> _Problem statement_
Work out the count of lines in the listing below that include "believe". Give that count alone.

> _Provided data_
****

PR #1627, opened 2021-01-27
Robustify comments tests

acrellin:


acrellin:
I don't think it's at all fixed, but hopefully this will help decrease flakiness a bit

skyportal/tests/frontend/test_sources.py
```diff
@@ -331,24 +322,19 @@ def test_super_user_can_delete_unowned_comment(
...
-    comment_text_div = driver.wait_for_xpath(f'//div[./p[text()="{comment_text}"]]')
-    comment_div = comment_text_div.find_element_by_xpath("..")
+    comment_text_p = driver.wait_for_xpath(f'//p[text()="{comment_text}"]')
+    comment_div = comment_text_p.find_element_by_xpath("../..")
     comment_id = comment_div.get_attribute("name").split("commentDiv")[-1]
 
     # wait for delete button to become interactible - hence pause 0.1
-    driver.scroll_to_element(comment_text_div)
-    ActionChains(driver).move_to_element(comment_text_div).pause(0.1).perform()
+    driver.scroll_to_element(comment_text_p)
```
stefanv, line 336: Maybe this should become a hover method in the baselayer test suite?

stefanv (approved):
Nice, thanks Ari.  I think in general we could do with more of this type of refactoring, where we put logic in one place that can then be fine-tuned.

PR #1632, opened 2021-02-01
Feature/1305 dark mode

### LINKED ISSUE #1305: Improve app color palette/dark mode
There are likely pages throughout the app where dark mode does not look as it should or just doesn't look good. Exploring enhancements to the overall color theme (i.e. a darker blue for the header?) would be good to do in conjunction. Potentially could expose the color theme to the configs as well.

joelachance:
Resolves #1305.

I updated and added to the `theme.palette` colors, and updated some of the static hex colors throughout to use more of the `theme.palette`. I also updated the color scheme [with this](https://coolors.co/e63946-f1faee-a8dadc-457b9d-1d3557). Of course, we can easily change this in this PR or in the future since these are mostly in the theme now. If anyone has a different preference, please post! I was also finding this color scheme has some quirks when it comes to accessibility (according to some MUI tools I stumbled across), so there's likely some tweaks we may want to make down the road if we stick with this color theme.

I'll note I wasn't able to find any issues with the current dark mode. I did remove the background colors we had in the Theme.jsx and let MUI do it's thing. I'm hoping this might solve some issues with the tables.

One warning: I'm not sure `make load_demo_data` is currently working for me as much of the dashboard is still pretty empty. Due to that, there's some things I wasn't able to test 100%, and I left any of the colors along that were obviously non-testable in my environment. 

Some of the colors I didn't get to either due to not being able to test or because they haven't been migrated into a Component yet:

```
CommentList.css
ClassificationList.css
Group.css
Main.css
NewsFeed.css/jsx
RunSummary.css
StarList.css
login.css
```

Here's a screenshot of the work:
Screen Shot 2021-01-31 at 10 57 58 PM


stefanv:
Thanks, Joe!  @acrellin is out this week, so apologies if reviews come in more slowly than usual.

I was hoping to modify the theme, depending on whether light or dark is set, and to not manually choose colors (but to stick with "x.secondary" etc.).  Do you think that is an option?

joelachance:
Not a problem at all, thanks for letting me know, @stefanv!

Reading through the Material UI docs, it seems MUI really wants to take care of switching colors itself. I might be misunderstanding your comment, but maybe you're referring to the `dark` and `light` key/value pairs in the primary and secondary theme objects? We can remove those and this should still work. My understanding is that those are to override what MUI is doing when it switches the color, so if you give it a primary color of `#333` and you don't specify the dark and light variations, it'll take it's best shot at the contrasting color. If you specify you can override this, which might be the right thing to do sometimes given accessibility concerns.
The ones I included in the theme were from a MUI tool I found regarding accessibility, but we can remove them.

I've tried to remove some of the static colors in styling throughout components and move towards using theme, but we're not quite there yet.

We can also simply have an empty palette and toggle the `type` key to either `light` or `dark`, and we'll get the default MUI theme.
Does this help?

Attached is a compressed video of what the theme looks like:
[skyportal-theme.mov.zip](https://github.com/skyportal/skyportal/files/5914947/skyportal-theme.mov.zip)

stefanv:
What I tried to say is that, ideally, we would define the color palette in one place, give names to colors that are not related to the colors themselves, and then use those all over the place.  That way, if you use "secondary highlight" as a color, we can easily swap out the palette and have the colors change accordingly.  A new color palette design can easily be installed simply by adjusting the colors in one place.

joelachance:
Ah, understood @stefanv. Based [on this](https://github.com/mui-org/material-ui/issues/14185), it looks like you can add custom colors without too much trouble, you just can't use them as props (e.g. `<Component color="custom-name" />`. So, I can update those to be non-color related, and put them inside the palette.

stefanv (approved):
Thanks, Joe, this looks great.

Who else wants to review; @kmshin1397 ?

kmshin1397:
@joelachance Do you mind merging in the latest commit on master so we can try running the CI properly on this? Thanks!

joelachance:
@kmshin1397 just merged master into my branch, hopefully this works

static/js/components/RecentSources.jsx
```diff
@@ -63,7 +63,7 @@ export const useSourceListStyles = makeStyles(() => ({
     fontSize: "1rem",
   },
   sourceTime: {
-    color: "gray",
+    color: theme.palette.info.main,
```
kmshin1397, line 66:
```suggestion
    color: theme.palette.text.secondary,
```
I found these quite hard to see in light mode (looks good on dark mode though!) because the info.main is a light color against the white background:
Screenshot 2021-02-09 130034
I'd suggest using the text color as those adjust based on "light" or "dark" type for the palette.

static/js/components/SourceDesktop.jsx
```diff
@@ -83,7 +83,7 @@ export const useSourceStyles = makeStyles((theme) => ({
   name: {
     fontSize: "200%",
     fontWeight: "900",
-    color: "darkgray",
+    color: theme.palette.gray[700],
```
kmshin1397, line 86:
```suggestion
    color: theme.palette.grey[700],
```
Not sure if this was working for you locally, but I had to change to this to get it to render correctly. Otherwise, got this error:
Screenshot 2021-02-09 125854

static/js/components/SurveyLinkList.jsx
```diff
@@ -26,7 +26,7 @@ const useStyles = makeStyles(() => ({
     padding: 0,
     margin: 0,
     fontWeight: "bold",
-    color: "gray",
+    color: theme.palette.gray[500],
```
kmshin1397, line 29:
```suggestion
    color: theme.palette.grey[500],
```

static/js/components/QuickSearchBar.jsx
```diff
@@ -11,20 +11,10 @@ import CircularProgress from "@material-ui/core/CircularProgress";
...
-    "& label.Mui-focused": {
-      color: "white",
-    },
-  },
-  label: {
-    "& label": {
-      color: "white",
-    },
+    background: theme.palette.primary.light,
+    borderRadius: '4px',
```
kmshin1397, line 17: Getting rid of the other styling seems to have made it good for dark mode, but now I feel that the light mode version could use some love:
Screenshot 2021-02-09 130454
Perhaps we can bring back the other styling rules about `label` and use `theme.palette.info.main` or something like that to get the search box to match the other sidebar links?

kmshin1397 (changes requested):
@joelachance This looks great! I have a few suggested changes - mainly to do with things that now look off in light mode now that they've been fixed for dark mode. 

As for the CI failures, I believe you've committed an old version of baselayer into this branch. I'd suggesting making sure your baselayer is pinned to whatever commit master is pinned to. Additionally, you should set up and run the pre-commit hooks to address the linter failures. You'll find instructions for that in the SkyPortal docs, I believe. I ran it on you branch and seems like it was all just cases of using single-quoted strings instead of double-quotes.

static/js/components/SourceDesktop.jsx
joelachance: I wasn't seeing errors before, but I'm surprised I wasn't, given `gray` doesn't exist! I'll take a look once this branch builds.

static/js/components/QuickSearchBar.jsx
joelachance: Yep! I wasn't happy with any versions of this, but agreed, I'd like to get this closer to the color of the other menu items.

static/js/components/RecentSources.jsx
joelachance: I didn't catch this one, but I agree, this isn't great. I'll update!

joelachance:
@kmshin1397 

> As for the CI failures, I believe you've committed an old version of baselayer into this branch. I'd suggesting making sure your baselayer is pinned to whatever commit master is pinned to. Additionally, you should set up and run the pre-commit hooks to address the linter failures. You'll find instructions for that in the SkyPortal docs, I believe. I ran it on you branch and seems like it was all just cases of using single-quoted strings instead of double-quotes.

I've run the following:

`git fetch upstream`
`git merge upstream/master`

and when that didn't do the trick, I tried:
`git rebase upstream/master`

The latter command in tandem with the git hook allowed the linter to run, but I'm still running into baselayer issues. Is there a way to pin the baselayer that I'm missing here?

Strangely, the linter didn't call out a single instance of single quotes. All linting errors were for Components I hadn't touched, and it was mostly complaining about using curlies with arrow functions with immediate returns. I fixed those and committed them, but I don't expect any of this to fix the build.

Let me know what you're thoughts are, and thanks for the in depth review!

kmshin1397:
@joelachance 

You can check the current baselayer version your branch is on by `cd`ing into the baselayer subdirectory and doing `git status`. To pin a particular commit for baselayer you would just do `git checkout <Hash>` within the baselayer folder. Generally, I think using `git submodule update` from the root skyportal directory will generally update baselayer to whatever commit the branch is pinned to, if you fall behind (though I don't think that would work in this case since you've already committed a another version into the branch). Normal use of `git pull` or `git merge` etc won't do the submodule update for you (you have to specify a certain option I think) so you should run the `git submodule update` whenever you find that baselayer shows up as modified in your `git status` - unless you've actually modified baselayer files yourself, of course.

As for the linter, did you run just ESLint  or the entire set of pre-commit hooks? I believe your particular issues were with Prettier and not ESLint. So I guess that was a bit of mislabeling on my part - should've said formatter and not linter. The ESLint issues you saw must have sneaked by us for whatever reason - thanks for fixing those! The pre-commit hooks only check the files specifically modified in the commit/PR so it can be easy for linting errors like that to slip by for awhile until they're modified again. If you want to run the same pre-commit hooks the CI will run you can go into the .github YAML files to look for the command used there (should be in the workflows that are not doc building). I believe it's something like `pre-commit run --from-ref <Latest master HASH> --to-ref <Your current commit>`.

Hope that helps!

stefanv:
Yes, so something like

```
pre-commit run --from-ref origin/master --to-ref HEAD
```

should work, presuming your upstream is called `origin`.

dmitryduev:
@joelachance I'm loving the new color palette, can't wait to have it merged and deployed!

Issue #1434, opened 2020-11-28
Reticles for ZTF image cutouts


dmitryduev:

guynir42:
closed by #1634

PR #1634, opened 2021-02-01
cross hair to all thumbnails

guynir42:
I added the little green cross-hairs (reticle) to all thumbnails, except SDSS which already has that. 

Screenshot from 2021-02-01 15-35-11

The old files in the demo data have a built-in cross-hairs so there's two sets in my instance of SkyPortal. I think this will go away for newer data where the thumbnails don't have anything on them.

### DIFF
--- a/static/js/components/ThumbnailList.jsx
+++ b/static/js/components/ThumbnailList.jsx
@@ -100,7 +100,7 @@ const Thumbnail = ({ ra, dec, name, url, size }) => {
             loading="lazy"
           />
         </a>
-        {(name === "dr8" || name === "ps1") && (
+        {name !== "sdss" && (
           <img
             className={classes.crosshair}
             src="/static/images/crosshairs.png"


dmitryduev (approved):
👍🏻

guynir42:
Closes #1434

stefanv:
I see the green crosshairs in the screenshot are misaligned; is this because they were not correctly placed on the static images?

guynir42:
> I see the green crosshairs in the screenshot are misaligned; is this because they were not correctly placed on the static images?

Yeah I think that was the reason, I don't know how to check if the new crosshairs are correct or the old ones...

stefanv:
How about taking a look at a known point source and making sure the cross-hairs intersect where they should?

guynir42:
> How about taking a look at a known point source and making sure the cross-hairs intersect where they should?

I double checked the position of the lines. They are on the middle pixel of each axis. How well these are placed on top of an image is a bit trickier. 

I am having some trouble posting a PNG from the command line: something about encoding is not sitting well when I send it as the JSON data.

****

> _Response to the exercise_
3